Use code-based metrics and rules to objectively evaluate prompt outputs.
Programmatic Rule evaluations apply objective, code-based rules and metrics to assess prompt outputs. They are ideal for validating specific requirements, checking against ground truth, and enforcing constraints automatically.
How it works: Applies code-based rules and metrics to check outputs against objective criteria.
Best for: Objective checks, ground truth comparisons (using datasets), format validation (JSON, regex), safety checks (keyword detection), length constraints.
Requires: Defining specific rules (e.g., exact match, contains keyword, JSON schema validation) and potentially providing a Dataset with expected outputs.
Checks if the response is of a certain length. The resulting score is the length of the response. The length can be counted by characters, words or sentences.

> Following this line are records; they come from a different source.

PR #273, opened 2024-08-17
GCC should use gnu17

pehrsoderman:


mpsijm:
Thanks for your recent updates to `languages.yaml`! :smile: Just to double-check, https://open.kattis.com/languages/c still says `-std=gnu23`, is that intentional?

(This may be a similar thing as what I mentioned in https://github.com/Kattis/problemtools/pull/257#issue-2148575533, where the Kotlin version at https://open.kattis.com/languages/kotlin is still at 1.8, even though Kattis internals use(d?) 1.3)

PR #274, opened 2024-08-17
Markdown support

Matistjati:
supported for both pdf and html:
- problem name and id are automatically inserted at the top of the statement. Spec that we automatically prepend it from problem.yaml
- samples
- interactive samples
- {{nextsample}} and {{remainingsamples}}
- commonmark-style images
- "common" footnotes. extended commonmark syntax
- "common" tables. extended commonmark syntax
- inline and display math with `$a+b$` and `$$a+b$$`

A PR of the spec can be found here https://github.com/Kattis/problem-package-format/pull/386.

todo in follow-up pr:
- svgs, both for md and html. need to be sanitized
- better CSS class names for Kattis 
- CSS styling closer to Kattis

not planned to be added in this PR (maybe ever):
- tex -> html using pandoc (remove plastex)
- tex -> pdf using pandoc (we will keep using pdflatex for this)
- pdf images (they look terrible)
- webp images (poor support)


Matistjati:
@pehrsoderman want to take a look? I think this PR is ready for a review. Here are the statements i tested it on:

https://github.com/Matistjati/kattis-markdown-examples

In general, most statements don't look perfect right off the bat, mostly because they come from their own markdown dialect. However, I believe that all ugliness can be fixed by small tweaks.

problemtools/statement_common.py
```diff
@@ -0,0 +1,279 @@
...
+
+def get_problem_name(problem: str, language: Optional[str]) -> Optional[str]:
+    """Load problem.yaml to get problem name"""
+    if language is None:
+        language = "en"
+    with verifyproblem.Problem(problem) as prob:
+        config = verifyproblem.ProblemConfig(prob)
+    if not config.check(None):
+        raise Exception("Invalid problem.yaml")
+    names = config.get("name")
```
gkreitz, line 99: This will break after #286, but you're probably aware of that. :)

problemtools/statement_common.py
```diff
@@ -0,0 +1,279 @@
...
+        </table>""" % ({"case": casenum, "input": html.escape(sample_input),
+                        "output": html.escape(sample_output)})
+
+    if to_pdf:
+        # If pdf, convert to markdown
+        with tempfile.NamedTemporaryFile(mode='w', suffix=".html") as temp_file:
+            temp_file.write(sample)
+            temp_file.flush()
+            command = ["pandoc", temp_file.name, "-t" , "markdown"]
+            return subprocess.run(command, capture_output=True, text=True,
```
gkreitz, line 213: A bit of a corner case, but what happens if the sample contains latex (or, more likely,  latex control characters like `$`)? I'm assuming pandoc won't escape that when converting HTML to markdown, so won't that then later mess up the PDF rendering once you've injected this markdown into the document and are trying to `pandoc` into a pdf?

problemtools/statement_common.py
```diff
@@ -0,0 +1,279 @@
...
+                print(f"Warning: Interaction had unknown prefix {interaction[0]}")
+            lines.append(r"""
+                            \begin{table}[H]
+                            %(justify)s\begin{tabular}{|p{0.6\textwidth}|}
+                                \hline
+                                %(text)s \\
+                                \hline
+                            \end{tabular}
+                        \end{table}""" % {"justify": "" if left else "\\hspace*{\\fill}\n",
+                                            "text": data})
```
gkreitz, line 265: `data` probably needs to be escaped (for both markdown *and* latex, I guess)?

problemtools/statement_common.py
```diff
@@ -0,0 +1,279 @@
...
+        else:
+            line_type = ""
+            if interaction[0] == '>':
+                line_type = "sampleinteractionwrite"
+            elif interaction[0] == '<':
+                line_type = "sampleinteractionread"
+            else:
+                print(f"Warning: Interaction had unknown prefix {interaction[0]}")
+            lines.append(f"""<div class="{line_type}"><pre>{data}</pre></div>""")
```
gkreitz, line 274: `data` needs to be escaped (for html, so that's easy at least).

gkreitz (changes requested):
I took a pass over this. As mentioned on slack, it seems like pandoc makes no security guarantees on html output and recommends using a sanitizer (https://pandoc.org/chunkedhtml-demo/19-a-note-on-security.html). That's gonna get messy, I'm not a huge fan of any of the python options. If anyone happens to look at this PR and has any recommendations, feel free to chime in.

Looking through, I think I spotted a number of places where we need to be more careful with escaping stuff we inject (problem name, sample, and just as an extra precaution, problem id). I'm not quite sure how to do that cleanly, t.b.h. If I understand the code correctly, it seems like when pandoc goes from markdown to pdf, it goes via LaTeX, which means that inserting plain LaTeX in the markdown works. That dual-step translation makes me wonder how to sanely escape stuff like `\` or `$` when we inject it (or, as an extreme example, the sample of a problem about parsing latex :)).

problemtools/problem2pdf.py
```diff
@@ -5,16 +5,82 @@
...
+
+    statement_path = statement_common.find_statement(problem_root, extension="md", language=options.language)
+
+    if not os.path.isfile(statement_path):
+        raise Exception(f"Error! {statement_path} is not a file")
+
+    statement_common.assert_images_are_valid_md(statement_path)
+
+    templatepaths = [os.path.join(os.path.dirname(__file__), 'templates/markdown_pdf'),
+                    os.path.join(os.path.dirname(__file__), '../templates/markdown_pdf'),
```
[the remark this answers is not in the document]
Matistjati: It was in fact not needed.

problemtools/statement_common.py
Matistjati: Yup, talked with Rasmus and Hugo to hopefully work something out

problemtools/md2html.py
```diff
@@ -0,0 +1,122 @@
...
+           title=problem_name or "Missing problem name",
+           problemid=problembase)
+
+    samples = statement_common.format_samples(problem, to_pdf=False)
+
+    # Insert samples at {{nextsample}} and {{remainingsamples}}
+    html_template, remaining_samples = statement_common.inject_samples(html_template, samples, "")
+
+    # Insert the remaining samples at the bottom
+    if FOOTNOTES_STRING in html_template:
```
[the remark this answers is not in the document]
Matistjati: Done

Matistjati:
Known issues:
- (PDF) Samples might overflow
image
- (PDF) If you use all but the simplest possible table, the outline will not work properly. I tried a workaround, which works for some tables, but we will need a LaTeX wiz (not me) to account for all tables using macros. See https://github.com/jgm/pandoc/issues/922
image
- (HTML) If you place `{{remainingsamples}}` in the text, you end up with something like
image
- SVGs are currently not supported. Will be fixed in a follow-up PR.
- Does not support multipass samples

problemtools/statement_common.py
Matistjati: Done

problemtools/statement_common.py
Matistjati: Done

problemtools/statement_common.py
Matistjati: Painstakingly, this has been fixed.

problemtools/statement_common.py
```diff
@@ -0,0 +1,396 @@
...
+        casenum += 1
+
+    return samples
+
+def escape_latex_char(char: str) -> str:
+    if len(char) != 1:
+        raise ValueError("Input must be a single character.")
+
+    replacements = {
+        "\\": "\\textbackslash{}",
```
gkreitz, line 204: Nitpick/feature suggestion: Python has "raw string literals" for exactly this use case. If you write these strings as `r'\textbackslash{}'` you avoid double escaping almost all the backslashes here.

problemtools/statement_common.py
```diff
@@ -0,0 +1,396 @@
...
+                    table += list(row)
+                    table += list(row)
+
+                # Add stuff to write to this line while it fits
+                curr_vspace = 0
+                curr_line = ""
+                # Must fit in both Markdown table and LaTeX table
+                while len(line) and \
+                    len(curr_line)+1<chars_per_row and \
+                    curr_vspace + ascii_char_widths[line[0]] < space_per_row:
```
gkreitz, line 313: It looks to me like this would crash for characters not in `ascii_char_widths`. I don't think it's feasible to build a table of all possible characters. IIRC from typography, I think the best you can do for a character not in the table is to look up with width of the letter m.

problemtools/statement_common.py
```diff
@@ -0,0 +1,396 @@
...
+    ascii_char_widths = {' ': 3.33333, '!': 3.2, '"': 6.2, '#': 9.6, '$': 5.9, '%': 9.6, '&': 9.0, "'": 3.2, '(': 4.5, ')': 4.5, '*': 5.8, '+': 9.0, ',': 6.2, '-': 6.5, '.': 5, '/': 5.8, '0': 5.8, '1': 5.8, '2': 5.8, '3': 5.8, '4': 5.8, '5': 5.8, '6': 5.8, '7': 5.8, '8': 5.8, '9': 5.8, ':': 3.2, ';': 3.2, '<': 8.9, '=': 8.9, '>': 8.9, '?': 5.4, '@': 8.9, 'A': 7.50002, 'B': 7.08336, 'C': 7.22223, 'D': 7.6389, 'E': 6.80557, 'F': 6.5278, 'G': 7.84723, 'H': 7.50002, 'I': 3.61111, 'J': 5.1389, 'K': 8.5, 'L': 6.25002, 'M': 9.16669, 'N': 7.50002, 'O': 8.5, 'P': 6.80557, 'Q': 8.5, 'R': 7.36111, 'S': 5.55557, 'T': 7.22223, 'U': 7.50002, 'V': 7.50002, 'W': 10.2778, 'X': 7.50002, 'Y': 7.50002, 'Z': 6.11111, '[': 6.2, '\\': 6.0, ']': 6.2, '^': 6.5, '_': 8.6, '`': 5.8, 'a': 5.8, 'b': 5.55557, 'c': 4.44444, 'd': 5.55557, 'e': 4.44444, 'f': 3.05557, 'g': 5.8, 'h': 5.55557, 'i': 3.2, 'j': 3.05557, 'k': 5.2778, 'l': 3.2, 'm': 9.6, 'n': 5.55557, 'o': 5.8, 'p': 5.55557, 'q': 5.27779, 'r': 3.91667, 's': 3.94444, 't': 4.5, 'u': 5.55557, 'v': 5.2778, 'w': 7.22223, 'x': 5.2778, 'y': 5.2778, 'z': 4.44444, '{': 5.8, '|': 3.3, '}': 5.8, '~': 6.5}
```
gkreitz, line 286: Ouch, what a table to build. Don't we want to use a monospace font for this, though?

problemtools/statement_common.py
```diff
@@ -0,0 +1,396 @@
...
+            elif interaction[0] == '<':
+                left = False
+            else:
+                left = True
+                print(f"Warning: Interaction had unknown prefix {interaction[0]}")
+            lines.append(r"""
+                            \begin{table}[H]
+                            %(justify)s\begin{tabular}{|p{0.6\textwidth}|}
+                                \hline
+                                %(text)s \\
```
gkreitz, line 378: This looks like it will still break if there are latex control characters in the sample?

gkreitz (commented):
I took another pass over it, as requested. This is getting close to ready for merging. The main problem I see are a couple of places where we need to escape latex characters (the rendering path of markdown -> latex -> pdf that pandoc does is funky...).

problemtools/statement_common.py
Matistjati: Fixed by depending on normal tex -> pdf in problemtools

problemtools/statement_common.py
Matistjati: Fixed by depending on normal tex -> pdf in problemtools

problemtools/statement_common.py
Matistjati: Fixed by depending on normal tex -> pdf in problemtools

gkreitz (approved):
Looks good, code just had two small things. Tests failing due to UUID should be fixed by #307 merging (and then rebasing on that).

For example problems, I'm ok with merging this as-is, but if so we should do a follow-up soon where we convert the problems to 2023-07.

tests/test_markdown.py
```diff
@@ -0,0 +1,47 @@
...
+from tests.test_xss import render, renderpdf
+from problemtools.statement_util import find_footnotes
+import pytest
+
+
+def test_sample_escaping():
+    problem_path = Path(__file__).parent / 'problems' / 'specialcharacterssample'
+    html = render(problem_path)
+    all_printable = r"""0123456789abcdefghijklmnopqrstuvwxyzABCDEFGHIJKLMNOPQRSTUVWXYZ!"#$%&'()*+,-./:;<=>?@[\]^_`{|}~"""
+    # nh3 will escape &, < and >
```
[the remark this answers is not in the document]
Matistjati: You are right, fixed

problemtools/statement_util.py
```diff
@@ -0,0 +1,263 @@
...
+    for interaction in sample_interaction:
+        data = html.escape(interaction[1:])
+        line_type = ''
+        if interaction[0] == '>':
+            line_type = 'sampleinteractionwrite'
+        elif interaction[0] == '<':
+            line_type = 'sampleinteractionread'
+        else:
+            print(f'Warning: Interaction had unknown prefix {interaction[0]}')
+        lines.append(f"""<div class="{line_type}"><pre>{html.escape(data)}</pre></div>""")
```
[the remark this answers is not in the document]
Matistjati: Yup, fixed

Checks if the response contains the expected output. The resulting score is the percentage of overlap. Overlap can be measured with longest common substring, Levenshtein distance and ROUGE algorithms.
Checks if the response is semantically similar to the expected output. The resulting score is the percentage of similarity. Similarity is measured by computing the cosine distance.
Checks if the response is numerically similar to the expected output. The resulting score is the percentage of similarity. Similarity is measured by computing the relative difference.
The expected output, also known as label, refers to the correct or ideal response that the language model should generate for a given prompt. You can create datasets with expected output columns to evaluate prompts with ground truth.
Many programmatic rules (Exact Match, Lexical Overlap, Semantic Similarity) require comparing the model’s output against a known correct answer (expected_output). This is typically done by:
Creating a Dataset containing input examples and their corresponding desired outputs.
Configuring the evaluation rule to use the expected_output column from that dataset.
Running the evaluation in an experiment on that dataset.